PradeepNalluri/Prefix-Tuning-Bert

Repository files navigation

Prefix-Tuning-Bert

Installation

This assignment is implemented in python 3.6 and torch 1.9.0. Follow these steps to setup your environment:

  1. Download and install Conda
  2. Create a Conda environment with Python 3.6
conda create -n nlp-project python=3.6
  1. Activate the Conda environment.
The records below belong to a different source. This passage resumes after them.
PR #145, opened 2022-03-21
MGMT-9690: add OS configuration extraction from release image

yevgeny-shnaidman:
PR changes:
1) add ReleaseImageMachineOSConfig API - get the OS data (major/minor etc'), need by preflight
2) change ReleaseManifests API - no need to return version, not in use
3) refactor function, add common helper function getHeaderFromLayer

### DIFF
--- a/pkg/registry/registry.go
+++ b/pkg/registry/registry.go
@@ -5,6 +5,7 @@ import (
 	"compress/gzip"
 	"context"
 	"encoding/json"
+	"errors"
 	"fmt"
 	"io"
 	"net/url"
@@ -15,7 +16,6 @@ import (
 	v1 "github.com/google/go-containerregistry/pkg/v1"
 	"github.com/openshift/special-resource-operator/pkg/clients"
 	"github.com/openshift/special-resource-operator/pkg/utils"
-	"github.com/pkg/errors"
 	metav1 "k8s.io/apimachinery/pkg/apis/meta/v1"
 	"k8s.io/apimachinery/pkg/apis/meta/v1/unstructured"
 )
@@ -38,7 +38,8 @@ type DriverToolkitEntry struct {
 type Registry interface {
 	LastLayer(context.Context, string) (v1.Layer, error)
 	ExtractToolkitRelease(v1.Layer) (*DriverToolkitEntry, error)
-	ReleaseManifests(v1.Layer) (string, string, error)
+	ReleaseManifests(v1.Layer) (string, error)
+	ReleaseImageMachineOSConfig(layer v1.Layer) (string, error)
 	GetLayersDigests(context.Context, string) (string, []string, []crane.Option, error)
 	GetLayerByDigest(string, string, []crane.Option) (v1.Layer, error)
 }
@@ -76,7 +77,7 @@ func (r *registry) registryFromImageURL(image string) (string, error) {
 func (r *registry) getImageRegistryCredentials(ctx context.Context, registry string) (dockerAuth, error) {
 	s, err := r.kubeClient.GetSecret(ctx, pullSecretNamespace, pullSecretName, metav1.GetOptions{})
 	if err != nil {
-		return dockerAuth{}, errors.Wrap(err, "could not retrieve pull secrets")
+		return dockerAuth{}, fmt.Errorf("could not retrieve pull secrets, [%w]", err)
 	}
 
 	pullSecretData, ok := s.Data[pullSecretFileName]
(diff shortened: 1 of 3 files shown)


pkg/registry/registry.go
```diff
@@ -110,147 +111,83 @@ func (r *registry) LastLayer(ctx context.Context, entry string) (v1.Layer, error
...
-			dtk.OSVersion = entry
+	dtk.KernelFullVersion = entry
 
-			return dtk, err
-		}
+	entry, _, err = unstructured.NestedString(obj.Object, "RT_KERNEL_VERSION")
+	if err != nil {
+		return nil, err
+	}
+	dtk.RTKernelFullVersion = entry
```
qbarrand, line 129:
```suggestion
	dtk.RTKernelFullVersion, _, err = unstructured.NestedString(obj.Object, "RT_KERNEL_VERSION")
	if err != nil {
		return nil, err
	}
```

pkg/registry/registry.go
```diff
@@ -110,147 +111,83 @@ func (r *registry) LastLayer(ctx context.Context, entry string) (v1.Layer, error
...
 
+	entry, _, err = unstructured.NestedString(obj.Object, "RHEL_VERSION")
+	if err != nil {
+		return nil, err
 	}
+	dtk.OSVersion = entry
```
qbarrand, line 135:
```suggestion
	dtk.OSVersion, _, err = unstructured.NestedString(obj.Object, "RHEL_VERSION")
	if err != nil {
		return nil, err
	}
```

pkg/registry/registry.go
```diff
@@ -110,147 +111,83 @@ func (r *registry) LastLayer(ctx context.Context, entry string) (v1.Layer, error
...
-	targz, err := layer.Compressed()
+	obj, err := r.getHeaderFromLayer(layer, "etc/driver-toolkit-release.json")
 	if err != nil {
-		return dtk, err
+		return nil, err
 	}
-	defer r.dclose(targz)
 
-	gr, err := gzip.NewReader(targz)
+	entry, _, err := unstructured.NestedString(obj.Object, "KERNEL_VERSION")
```
qbarrand, line 119:
```suggestion
	dtk.KernelFullVersion, _, err := unstructured.NestedString(obj.Object, "KERNEL_VERSION")
```

pkg/registry/registry.go
```diff
@@ -110,147 +111,83 @@ func (r *registry) LastLayer(ctx context.Context, entry string) (v1.Layer, error
...
-			}
-
-			tags, _, err := unstructured.NestedSlice(obj.Object, "spec", "tags")
-			if err != nil {
-				return "", "", err
+	for _, tag := range tags {
+		if tag.(map[string]interface{})["name"] == "driver-toolkit" {
+			from, ok := tag.(map[string]interface{})["from"]
+			if !ok {
+				return "", fmt.Errorf("invalid image reference format for driver toolkit entry, from tag")
```
qbarrand, line 154:
```suggestion
				return "", errors.New("invalid image reference format for driver toolkit entry: missing `from` tag")
```

pkg/registry/registry.go
```diff
@@ -110,147 +111,83 @@ func (r *registry) LastLayer(ctx context.Context, entry string) (v1.Layer, error
...
 			}
-
-			for _, tag := range tags {
-				if tag.(map[string]interface{})["name"] == "driver-toolkit" {
-					from := tag.(map[string]interface{})["from"]
-					imageURL = from.(map[string]interface{})["name"].(string)
-				}
+			imageURL, ok := from.(map[string]interface{})["name"].(string)
+			if !ok {
+				return "", fmt.Errorf("invalid image reference format for driver toolkit entry, name tag")
```
qbarrand, line 158:
```suggestion
				return "", errors.New("invalid image reference format for driver toolkit entry: missing `name` tag")
```

pkg/registry/registry.go
```diff
@@ -110,147 +111,83 @@ func (r *registry) LastLayer(ctx context.Context, entry string) (v1.Layer, error
...
 			}
-
+			return imageURL, nil
 		}
+	}
+	return "", fmt.Errorf("failed to find driver-toolkit in the release-manifests/image-references")
```
qbarrand, line 163:
```suggestion
	return "", errors.New("failed to find driver-toolkit in the release-manifests/image-references")
```

pkg/registry/registry.go
pacevedom, line 119: Should we check if its found? It is supposed to be there, but what if it doesnt?

Same applies for the next two.

pkg/registry/registry.go
```diff
@@ -110,147 +111,83 @@ func (r *registry) LastLayer(ctx context.Context, entry string) (v1.Layer, error
...
+func (r *registry) ReleaseManifests(layer v1.Layer) (string, error) {
+	obj, err := r.getHeaderFromLayer(layer, "release-manifests/image-references")
 	if err != nil {
-		return "", "", err
+		return "", err
 	}
-	defer r.dclose(targz)
 
-	gr, err := gzip.NewReader(targz)
+	tags, _, err := unstructured.NestedSlice(obj.Object, "spec", "tags")
```
pacevedom, line 146: Same comment.

pkg/registry/registry.go
```diff
@@ -110,147 +111,83 @@ func (r *registry) LastLayer(ctx context.Context, entry string) (v1.Layer, error
...
-			obj := unstructured.Unstructured{}
+	tags, _, err := unstructured.NestedSlice(obj.Object, "spec", "tags")
+	if err != nil {
+		return "", err
+	}
 
-			if err = json.Unmarshal(buff, &obj.Object); err != nil {
-				return "", "", err
+	for _, tag := range tags {
+		if tag.(map[string]interface{})["name"] == "machine-os-content" {
```
qbarrand, line 178: Do you think something like [tidwall](https://github.com/tidwall/gjson) could be helpful to search in this JSON?

pkg/registry/registry.go
```diff
@@ -110,147 +111,83 @@ func (r *registry) LastLayer(ctx context.Context, entry string) (v1.Layer, error
...
-				return "", "", err
-			}
+func (r *registry) ReleaseImageMachineOSConfig(layer v1.Layer) (string, error) {
+	obj, err := r.getHeaderFromLayer(layer, "release-manifests/image-references")
+	if err != nil {
+		return "", err
+	}
 
-			obj := unstructured.Unstructured{}
+	tags, _, err := unstructured.NestedSlice(obj.Object, "spec", "tags")
```
pacevedom, line 172: Same comment.

pkg/registry/registry.go
```diff
@@ -110,147 +111,83 @@ func (r *registry) LastLayer(ctx context.Context, entry string) (v1.Layer, error
...
+	return "", fmt.Errorf("failed to find driver-toolkit in the release-manifests/image-references")
+}
 
-		if header.Name == "release-manifests/release-metadata" {
-
-			buff, err := io.ReadAll(tr)
-			if err != nil {
-				return "", "", err
-			}
+func (r *registry) ReleaseImageMachineOSConfig(layer v1.Layer) (string, error) {
```
qbarrand, line 166: Could these methods be tested without too much hassle?

pkg/registry/registry.go
```diff
@@ -307,6 +244,49 @@ func (r *registry) GetLayerByDigest(repo string, digest string, auth []crane.Opt
 	return crane.PullLayer(repo+"@"+digest, auth...)
 }
 
+func (r *registry) getHeaderFromLayer(layer v1.Layer, headerName string) (*unstructured.Unstructured, error) {
```
pacevedom, line 247: Why header instead of file?

pkg/registry/registry.go
yevgeny-shnaidman: problematic, we need a prebuilt specific image and local repo for unit-test...

pkg/registry/registry.go
yevgeny-shnaidman: This is a name used by the tar package,  so i thought to keep it here

pkg/registry/registry.go
yevgeny-shnaidman: it is a nice package, but its error handling is problematic, i would prefer to stay with what we have right now. Since this is not the only place we are parsing json, we can open a Jira to investigate other packages, and then , if we find one, to replace project -wise

pkg/registry/registry.go
yevgeny-shnaidman: fixed

pkg/registry/registry.go
yevgeny-shnaidman: fixed

pkg/registry/registry.go
yevgeny-shnaidman: fixed

pkg/registry/registry.go
yevgeny-shnaidman: fixed

pkg/registry/registry.go
yevgeny-shnaidman: fixed

pkg/registry/registry.go
yevgeny-shnaidman: fixed

pkg/registry/registry.go
yevgeny-shnaidman: fixed

pkg/registry/registry.go
yevgeny-shnaidman: fixed

pkg/registry/registry.go
qbarrand: Yes, I think that makes sense. This is not the only place where we search for data in unstructured JSON indeed.

pkg/registry/registry.go
qbarrand: Is it difficult to build a dummy `v1.Layer`?

yevgeny-shnaidman: it means building v1.Layer and all its contents, so that gzip and tar package will work correctly

pkg/registry/registry.go
qbarrand: https://issues.redhat.com/browse/MGMT-9699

You will need to activate the Conda environment in each terminal in which you want to use this code.
conda activate nlp-project
  1. Install the requirements:
pip3 install -r requirements.txt
cd transformers; pip install -e .;
  1. Download Sarcasm Data:
Need to download sarcasm data from kaggle: https://www.kaggle.com/danofer/sarcasm/
The file can be passed as an input argument during runtime

Modeling Files

The main code to build models is contained in only one file:

  • train.py

There are several tuning_modes that can be chosen from to train the models

  • baseline_finetune
  • baseline_lightweight_finetune
  • prefix_bottom_two_layers
  • prefix_top_two_layers
  • prefix_bert_embedding_layer
  • prefix_custom_initializaition
  • prefix_random_initializaition
  • noprefix_top_two_layers
  • noprefix_bottom_two_layers
  • noprefix_embedding_layer_update

Training command:

Below are some of the examples of training command:

# By default train.py trains prefix tuning with random embedding initializaition of 5 tokens:
# However all the parameters are configurable with the arguments described in hyper-parameters section.

# Default training:
python train.py

# Training with different tuning mode
python train.py --tuning_mode noprefix_top_two_layers

Training hyper-parameters

optional arguments:
  -h, --help            show this help message and exit
  --train_data TRAIN_DATA
                        training dataset file that have to be used
  --prepare_data        if passed, will prepare data.
  --save_processed_data
                        if passed, save the processed data.
  --batch_size BATCH_SIZE
                        batch_size
  --custom              if passed, use no custom.
  --epochs EPOCHS       epochs
  --learning_rate LEARNING_RATE
                        learning_rate
  --save_model          if passed, save model.
  --prefix_length PREFIX_LENGTH
                        number of prefix tokens
  --model_save_directory MODEL_SAVE_DIRECTORY
                        save the model to
  --tuning_mode {baseline_finetune,baseline_lightweight_finetune,prefix_bottom_two_layers,
                  prefix_top_two_layers,prefix_bert_embedding_layer,
                  prefix_custom_initializaition,prefix_random_initializaition,noprefix_top_two_layers,
                  noprefix_bottom_two_layers,noprefix_embedding_layer_update}
                        Name of the tuning_mode
  --use_multi_gpu USE_MULTI_GPU
                        Use Multiple GPUs
  --phrase_for_init PHRASE_FOR_INIT
                        If using custom initialization this will be used to
                        initialize the prefix tokens
  --checkpoint CHECKPOINT
                        to checkpoint the model at each epoch
  --analyze_tokens ANALYZE_TOKENS
                        Closest words in bert vocab in each epoch are
                        extracted
  --test_file TEST_FILE
                        test file that have to be used
  
  --evaluate            To run the script in Evaluation mode
  
  --saved_model_location SAVED_MODEL_LOCATION
                        Loaction of the stored model, must be used when only
                        evaluation is called

Disclaimer

We are trying to do distributed training using distributed_training.py, which is a work in progress. We just wanted to include this in the submission to show what we are currently working on.